When you copy the entries, keep every word exactly as it stands.
··· Given records
PR #227, opened 2016-08-31
Add logic for load image when user is not login and not load iframe

hectoruch:


app/src/components/MapIFrame.jsx
```diff
@@ -3,8 +3,17 @@ import Modal from './Shared/Modal';
 import NoLogin from '../containers/Map/NoLogin';
 import Header from '../containers/Header';
 import FooterMini from './Shared/FooterMini';
+import mapStyles from '../../styles/components/c-map.scss';
 
 class MapIFrame extends Component {
+
+  constructor(props) {
```
tiagojsag: this does not need to be state, it doesn't change during the component lifecycle. you can use just props.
······
▶ **Task output**
PR #227, opened 2016-08-31
Add logic for load image when user is not login and not load iframe

hectoruch:


app/src/components/MapIFrame.jsx
```diff
@@ -3,8 +3,17 @@ import Modal from './Shared/Modal';
 import NoLogin from '../containers/Map/NoLogin';
 import Header from '../containers/Header';
 import FooterMini from './Shared/FooterMini';
+import mapStyles from '../../styles/components/c-map.scss';
 
 class MapIFrame extends Component {
+
+  constructor(props) {
```
tiagojsag: this does not need to be state, it doesn't change during the component lifecycle. you can use just props.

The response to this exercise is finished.